Erie-based Magpul Industries has threatened to leave the state if lawmakers are successful in passing the sweeping gun-control package, which limits the number of rounds a magazine can hold, according to The Denver Post.

"If we're able to stay in Colorado and manufacture a product, but law-abiding citizens of the state were unable to purchase the product, customers around the state and the nation would boycott us for remaining here," Doug Smith, Magpul's chief operating officer, told The Post.

The bill limits magazines to 15 rounds, with a more restrictive eight-round limit for shotguns. The bill makes an exception for magazines that people already have in their possession.

The legislation would require manufacturers to engrave magazines with serial numbers and dates -- a requirement Smith believes is "burdensome and unnecessary," The Post reported.

Magpul, which employs some 200 people directly and supports about 400 jobs through subcontractors, expects to contribute nearly $85 million to Colorado's economy this year, according to The Post.

Testifying before a state House committee Tuesday, Smith said he feared the proposal would hurt his businesses and restrict future expansions and warned the state could lose millions in tax revenues.

Smith said an ammunition limit "will not improve public safety, will not reduce crime, and would endanger the lives of Colorado residents by unduly restricting their ability to defend themselves." "Arguments to the contrary are based purely on emotion and not facts," he added.

Although the bill has been amended to exempt manufacturers, Magpul still plans to leave the state if the measure banning high-capacity magazines passes.

"We can't disappoint our customers nor ignore our convictions. Anyone who votes in favor of this bill votes to drive over 600 jobs out of [Colorado]," the company said in a post on its Facebook page Thursday.

Prior to Friday's vote, Vice President Joe Biden personally phoned four lawmakers from his ski vacation in the state to speed along the emotional debate.

Biden phoned three freshmen legislators along with Democratic House Speaker Mark Ferrandino. The calls came amid a long debate over the proposals, including expanded background checks and ammunition limits -- responses to mass shootings, including the killings at a Colorado movie theater.

In all, the House gave the initial OK to four bills after a daylong debate. The preliminary votes set up final actions on the measures Monday.
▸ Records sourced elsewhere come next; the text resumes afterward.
PR #2194, opened 2025-07-23
🔧 Ensure hidden pages are built for HTML exports

fwkoch:
@parmentelat brought up an issue where `hidden` pages do not exist in static HTML builds. This is a quick pass to try and fix - just for demonstration purposes for now.

- Related to https://github.com/jupyter-book/mystmd/issues/2225


parmentelat:
thanks @fwkoch for taking care of this !
I can see the actions include a deploy-preview step; 
once this passes, is there a way to try things out from another repo's actions ?

right now my action looks like this:
https://github.com/ue12-p25/numerique/blob/main/.github/workflows/myst-to-pages.yml#L47

fwkoch:
Hey @parmentelat - Ah, the `deploy-preview` step in CI is just a docs preview, not a code release preview. Still, I think what you want to do is possible.

First, I'd just test things locally. Run `myst build --execute --html` and make sure the hidden pages do not show up in your `_build/html` folder. Then, check out this branch, run `npm install && npm run build` then try `myst build --execute --html` again, and see if the hidden pages now do show up in `_build/html`.

Then, if you want to test deploying to github pages via your action, you can install by cloning the repo rather than via npm. It means in your action instead of this:
```yaml
- name: Install MyST Markdown
  run: npm install -g mystmd
```
you will have something more like
```yaml
- name: Checkout MyST repo
  uses: actions/checkout@v4
  with:
    repository: jupyter-book/mystmd
    ref: feat/prototype-hidden-in-html
    path: mystmd
- name: Install MyST
  working-directory: ./mystmd
  run: npm install && npm run build
```

Does that make sense...?

parmentelat:
hey @fwkoch 
thanks for the feedback

so let me clarify one point: I would really prefer being able to check things locally; 
however the reason I was planning on checking the GH-published version is that I am not exactly confident with local tests
(first time around, precisely because I was using the local build, I had wrongly concluded the hidden pages were exported with 1.5.0, while obviously they're not)

this being said, thanks to your instructions I made the test locally again, and indeed I can see the hidden pages show up under `_build/html`

I will try to setup the gh-hosted side too when I have a chance, just to be even more certain it works as expected

parmentelat:
ok so this angle does not pan out, I am getting this build error
https://github.com/ue12-p25/numerique/actions/runs/16530197539/job/46753445878

with `myst: command not found`

even though it's been installed from source as per your suggestion

fwkoch:
@parmentelat - Ok, I had a chance to actually test this. It should work if you replace the `myst` command with the actual path to the executable. In your case, I think this should be `./mystmd/node_modules/mystmd/dist/myst.cjs`.

Here's the relevant lines in my little repo where I got this working: https://github.com/fwkoch/test-action-myst-install/blob/main/.github/workflows/install-myst.yml#L29

parmentelat:
@fwkoch 
thanks for the tip, this works now for my sample repo on github:
hidden pages do get built, are excluded from the TOC, and can now also be retrieved if one knows their URL

thanks a lot ! let me know if that change has a chance to make it to the vanilla myst ?

parmentelat:
I am just seeing something odd though
this is possibly totally unrelated to the PR, but ..

on the gh pages published site, the left-hand-side toc behaves oddly

when a specific page is opened, e.g.
https://ue12-p25.github.io/numerique/numpy-introduction-nb/
then all the sections in the TOC menu are closed 
but this page is the first notebook in the first section so I would expect to see the first section "opened"

what I'm saying is I would expect this - that's what my local build gives me
image

and on the gh site I see this instead
image

again this is likely unrelated to the current PR but I have no way to convince me of that

stefanv:
This (menu not unfolding) is a known bug with the static builds currently.

parmentelat:
Hey, thanks for confirming that :)

fwkoch:
Mostly for the sake of cross-references in github, here's a link to the menu bug: https://github.com/jupyter-book/myst-theme/issues/635

@parmentelat - as for getting this into MyST for real, yes I think that should be fine! Thanks for testing it with your content - I'll tidy up the PR.

packages/myst-cli/src/build/html/index.ts
```diff
@@ -3,32 +3,37 @@ import path from 'node:path';
...
+      if (!localProj) return [];
       const projSlug = proj.slug ? `/${proj.slug}` : '';
       // We need to get the index from a slug page to make remix happy
       // If this gets from the index, then the site will trigger the wrong render path
       // And then hydration does not match
-      const siteIndex = baseurl ? `/${proj.index}` : '';
-      const pages = proj.pages.filter((page) => !!page.slug);
+      const siteIndex = baseurl ? `/${localProj.index}` : '';
+      const pages = localProj.pages.filter(
+        (page): page is LocalProjectPage => !!(page as any).slug,
```
stefanv, line 35: Why is the as any cast necessary here?

packages/myst-cli/src/build/html/index.ts
```diff
@@ -3,32 +3,37 @@ import path from 'node:path';
...
 ): Promise<{ url: string; path: string; binary?: boolean }[]> {
-  const manifest = await getSiteManifest(session, opts);
-  return (manifest.projects ?? [])
+  const state = session.store.getState();
+  const siteConfig = selectors.selectCurrentSiteConfig(state);
+  return (siteConfig?.projects ?? [])
     ?.map((proj) => {
+      if (!proj.path) return [];
+      const localProj = selectors.selectLocalProject(state, proj.path);
+      if (!localProj) return [];
```
stefanv, line 28: Is this the crux of the change? If so, a comment would be helpful. If not, where is the logic, since the word "hidden" doesn't occur anywhere.

parmentelat: this PR actually is a follow-up on top of 
#2097 
which it self was a follow-up of 
#1993

parmentelat:
I just realize this has not made it into 1.6.1
is there anyting I can do to get it merged ?

stefanv:
I think Chris last asked for a test. There's also one unresolved inline comment. But overall LGTM!

mfisher87:
>If you don't have time for that IMO we shouldn't block it because I consider this a bug

Would it be safe to assume that @fwkoch doesn't have the time for this task? :pray: Sorry, I'm just eager to see this released ;)

fwkoch:
Sorry - have the tab open to get this merged tonight!

packages/myst-cli/src/build/html/index.ts
fwkoch: @stefanv - the crux of the change in this PR is that we are iterating over pages in the `siteConfig` projects instead of the pages in `manifest` projects. The `siteConfig` has all pages present, the `manifest` is already filtered to remove `hidden`.

packages/myst-cli/src/build/html/index.ts
fwkoch: The `localProject.pages` can be `LocalProjectPage | LocalProjectFolder | ExternalURL` (not all of which have `slug` - see https://github.com/jupyter-book/mystmd/blob/main/packages/myst-cli/src/project/types.ts#L42) whereas `manifestProject.pages` is only `ManifestProjectItem` (see https://github.com/jupyter-book/mystmd/blob/main/packages/myst-config/src/site/types.ts#L65).

mfisher87:
:raised_hands: Thanks everyone! Excited to update the GeoJupyter team compass with this change :)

The Democratic gun-control package that advanced also includes banning concealed weapons on public college campuses, and requiring that gun buyers pay for their background checks.

Colorado's votes capping magazine sizes and expanding required background checks to private sales came amid 12 hours of debate. The votes were preliminary and unrecorded, but they were the first chance for many lawmakers to debate gun control after mass shootings last year in Aurora, Colo., and Newtown, Conn.

"These high-capacity weapons have no place outside the fields of war," said Rep. Rhonda Fields, an Aurora Democrat who sponsored the ammunition bill.

Republicans spent hours arguing that the limit violates Second Amendment rights.

"We are not safer by limiting the constitutional rights of law-abiding firearm owners," said Republican Rep. Frank McNulty.

A few Democrats appeared to agree Friday, though an exact vote count won't be known until recorded votes are taken Monday. GOP leaders were hoping gun activists would spend the weekend pressuring rural Democrats like Rep. Ed Vigil of southern Colorado, the only Democrat who argued Friday against any ammunition limit.

"We should be going down the path of making mental health available to people who really need it," Vigil argued.

The gun debate was at times emotional and pointed. One gun lobbyist was asked to leave the Capitol after a heated exchange off the floor with a Republican lawmaker who said the lobbyist was falsely accusing her of considering voting for the gun-control measures. The gallery was at times packed with gun-rights activists.

Democratic Gov. John Hickenlooper has said favors some of the gun-control measures. Hickenlooper supports expanded background checks and indicated Thursday that he could support a potential amendment on magazine sizes, if the restriction was between 15 and 20 rounds.

He also said he thinks gun purchasers should pay for their background checks, but he had not made up his mind yet about the ban on concealed firearms on colleges.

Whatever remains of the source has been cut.